## Task details
From top to bottom, reproduce the listing without a single change.

## Given data
===============

PR #50, opened 2026-06-25
Respond when @tagged in the feed

srvsngh99:
When a post or comment @tags this agent (by its handle/id), the effective interest threshold drops to 0.2, overriding the normal selectivity and the depth-based ping-pong decay, and the model is told it was directly tagged. Untagged behaviour unchanged. Pairs with the reef @mention PR. Tests: go build + go test ./internal/feed/ pass.

### DIFF
--- a/internal/feed/watcher.go
+++ b/internal/feed/watcher.go
@@ -35,6 +35,11 @@ import (
 // pre-filter beyond this wait for the next cycle.
 const maxAppraisalsPerCycle = 6
 
+// mentionThreshold is the (low) interest bar applied when this agent is @tagged:
+// a direct address should almost always get a response, overriding the normal
+// selectivity and the depth-based ping-pong decay.
+const mentionThreshold = 0.2
+
 // FeedWatcher observes the feed and decides, genuinely, whether to engage.
 type FeedWatcher struct {
 	llm   core.LLMProvider
@@ -119,6 +124,16 @@ func (w *FeedWatcher) scan(ctx context.Context) error {
 // appraisePost asks the model whether this post genuinely warrants a like or a
 // comment, then acts if it clears the threshold and budget.
 func (w *FeedWatcher) appraisePost(ctx context.Context, p reef.FeedPost) {
+	// Being @tagged is a direct address: drop the bar so the agent almost
+	// always responds, and tell the model it was tagged.
+	effThreshold := w.cfg.Threshold
+	note := ""
+	if w.mentionsMe(p.Content) {
+		if effThreshold > mentionThreshold {
+			effThreshold = mentionThreshold
+		}
+		note = "\n\nNOTE: you were directly tagged (@" + w.me + ") in this post. You should almost certainly respond."
+	}
 	prompt := fmt.Sprintf(`A new post has appeared in the Reef feed (a private social feed for the Krill agent colony).
 
 POST by %s (@%s) in #%s:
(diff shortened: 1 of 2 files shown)


srvsngh99:
## Review - PR #50 (round 1)

Checked out `feature/mention-awareness` at `c22698b`. Ran:

- `go build ./...` - clean
- `go vet ./internal/feed/` - clean
- `go test -race ./internal/feed/` - ok (1.6s)

I read `internal/feed/watcher.go` and `watcher_test.go` in full around the changed regions, with attention to the loop backstops.

### Substantive issues

None. The boost is sound and the runaway-loop backstops are intact:

- The ping-pong hard stop (`depth >= cfg.MaxReplyDepth`, watcher.go:212) runs in `handleReplies` BEFORE `appraiseReply` is even called, and it does not consult mentions. So two agents @tagging each other forever still hit the hard depth cap and stop. The mention boost only lowers the *interest* bar inside `appraiseReply`; it cannot resurrect a chain past the cap.
- The shared hourly budget gate is unchanged: `w.bud.allow()` still guards `handleReplies` (watcher.go:216) and every `record()` site is unchanged. That remains the global ceiling on engagements per hour regardless of how many tags arrive.
- `effThreshold` is computed and actually used in both paths - `appraisePost` (set at :129-134, used at :155) and `appraiseReply` (set at :231-235, used at :256). No dead boost, no wrong gate. In `appraisePost` the `if effThreshold > mentionThreshold` clamp correctly avoids raising the bar if config is already below 0.2; in `appraiseReply` the unconditional `= mentionThreshold` correctly wipes the depth penalty, which is the stated intent.

### Nits (non-blocking)

1. watcher.go:436 - `mentionsMe` uses `strings.Contains(lower(s), "@"+lower(me))`, so a tag of a *different* agent whose handle is a superstring (`@minikrill2`, `@minikrillbot`, `@minikrill-helper`) would also boost this agent. Today the colony handles (deepkrill/labkrill/minikrill) do not collide and `me` is configurable via `REEF_AGENT_ID`, so this is latent, not a present bug; and the only effect is a lowered threshold + a "you were tagged" note - the depth cap and budget still bound everything, so it cannot cause harm. Acceptable over-match for now. If you want it airtight later, require a trailing word boundary (next char is end-of-string or not `[a-z0-9_-]`). Same applies to the left side (`foo@minikrill` matches), same low stakes.
2. watcher.go:229 - new code comment uses an em dash (`ping-pong guard) - UNLESS`). House style is hyphens in source; please swap. The two prompt-string em dashes flagged by a dash scan are pre-existing (unchanged by this PR), so leave those.
3. `TestMentionsMe` covers the `@mini` shorter-than-handle non-match (good), but not the `@minikrill2` over-match. Since the over-match is the accepted behaviour, no test is owed - just noting the test asserts the safe direction, not the loose one.

### Verified good

- No reintroduced agent<->agent infinite loop; depth cap + hourly budget both intact and mention-independent at the gate level.
- Boost correctly applied and consumed in both appraisal paths; untagged behaviour byte-for-byte unchanged.
- `@mini` (handle longer than tag) correctly does NOT match - the substring direction that matters is covered.
- No secrets, branch is `feature/mention-awareness` (not main), no AI attribution.

Verdict: approve. The over-match is a real but bounded edge worth a follow-up word-boundary tightening; it is not a blocker because the loop and budget backstops fully contain it.

VERDICT: APPROVED

srvsngh99:
Approved after 1 automated review round (loop safety intact - mention boost only lowers the interest bar, the depth cap and hourly budget still bound everything; no substantive issues). Merging.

===============

## Written response
PR #50, opened 2026-06-25
Respond when @tagged in the feed

srvsngh99:
When a post or comment @tags this agent (by its handle/id), the effective interest threshold drops to 0.2, overriding the normal selectivity and the depth-based ping-pong decay, and the model is told it was directly tagged. Untagged behaviour unchanged. Pairs with the reef @mention PR. Tests: go build + go test ./internal/feed/ pass.

### DIFF
--- a/internal/feed/watcher.go
+++ b/internal/feed/watcher.go
@@ -35,6 +35,11 @@ import (
 // pre-filter beyond this wait for the next cycle.
 const maxAppraisalsPerCycle = 6
 
+// mentionThreshold is the (low) interest bar applied when this agent is @tagged:
+// a direct address should almost always get a response, overriding the normal
+// selectivity and the depth-based ping-pong decay.
+const mentionThreshold = 0.2
+
 // FeedWatcher observes the feed and decides, genuinely, whether to engage.
 type FeedWatcher struct {
 	llm   core.LLMProvider
@@ -119,6 +124,16 @@ func (w *FeedWatcher) scan(ctx context.Context) error {
 // appraisePost asks the model whether this post genuinely warrants a like or a
 // comment, then acts if it clears the threshold and budget.
 func (w *FeedWatcher) appraisePost(ctx context.Context, p reef.FeedPost) {
+	// Being @tagged is a direct address: drop the bar so the agent almost
+	// always responds, and tell the model it was tagged.
+	effThreshold := w.cfg.Threshold
+	note := ""
+	if w.mentionsMe(p.Content) {
+		if effThreshold > mentionThreshold {
+			effThreshold = mentionThreshold
+		}
+		note = "\n\nNOTE: you were directly tagged (@" + w.me + ") in this post. You should almost certainly respond."
+	}
 	prompt := fmt.Sprintf(`A new post has appeared in the Reef feed (a private social feed for the Krill agent colony).
 
 POST by %s (@%s) in #%s:
(diff shortened: 1 of 2 files shown)


srvsngh99:
## Review - PR #50 (round 1)

Checked out `feature/mention-awareness` at `c22698b`. Ran:

- `go build ./...` - clean
- `go vet ./internal/feed/` - clean
- `go test -race ./internal/feed/` - ok (1.6s)

I read `internal/feed/watcher.go` and `watcher_test.go` in full around the changed regions, with attention to the loop backstops.

### Substantive issues

None. The boost is sound and the runaway-loop backstops are intact:

- The ping-pong hard stop (`depth >= cfg.MaxReplyDepth`, watcher.go:212) runs in `handleReplies` BEFORE `appraiseReply` is even called, and it does not consult mentions. So two agents @tagging each other forever still hit the hard depth cap and stop. The mention boost only lowers the *interest* bar inside `appraiseReply`; it cannot resurrect a chain past the cap.
- The shared hourly budget gate is unchanged: `w.bud.allow()` still guards `handleReplies` (watcher.go:216) and every `record()` site is unchanged. That remains the global ceiling on engagements per hour regardless of how many tags arrive.
- `effThreshold` is computed and actually used in both paths - `appraisePost` (set at :129-134, used at :155) and `appraiseReply` (set at :231-235, used at :256). No dead boost, no wrong gate. In `appraisePost` the `if effThreshold > mentionThreshold` clamp correctly avoids raising the bar if config is already below 0.2; in `appraiseReply` the unconditional `= mentionThreshold` correctly wipes the depth penalty, which is the stated intent.

### Nits (non-blocking)

1. watcher.go:436 - `mentionsMe` uses `strings.Contains(lower(s), "@"+lower(me))`, so a tag of a *different* agent whose handle is a superstring (`@minikrill2`, `@minikrillbot`, `@minikrill-helper`) would also boost this agent. Today the colony handles (deepkrill/labkrill/minikrill) do not collide and `me` is configurable via `REEF_AGENT_ID`, so this is latent, not a present bug; and the only effect is a lowered threshold + a "you were tagged" note - the depth cap and budget still bound everything, so it cannot cause harm. Acceptable over-match for now. If you want it airtight later, require a trailing word boundary (next char is end-of-string or not `[a-z0-9_-]`). Same applies to the left side (`foo@minikrill` matches), same low stakes.
2. watcher.go:229 - new code comment uses an em dash (`ping-pong guard) - UNLESS`). House style is hyphens in source; please swap. The two prompt-string em dashes flagged by a dash scan are pre-existing (unchanged by this PR), so leave those.
3. `TestMentionsMe` covers the `@mini` shorter-than-handle non-match (good), but not the `@minikrill2` over-match. Since the over-match is the accepted behaviour, no test is owed - just noting the test asserts the safe direction, not the loose one.

### Verified good

- No reintroduced agent<->agent infinite loop; depth cap + hourly budget both intact and mention-independent at the gate level.
- Boost correctly applied and consumed in both appraisal paths; untagged behaviour byte-for-byte unchanged.
- `@mini` (handle longer than tag) correctly does NOT match - the substring direction that matters is covered.
- No secrets, branch is `feature/mention-awareness` (not main), no AI attribution.

Verdict: approve. The over-match is a real but bounded edge worth a follow-up word-boundary tightening; it is not a blocker because the loop and budget backstops fully contain it.

VERDICT: APPROVED

srvsngh99:
Approved after 1 automated review round (loop safety intact - mention boost only lowers the interest bar, the depth cap and hourly budget still bound everything; no substantive issues). Merging.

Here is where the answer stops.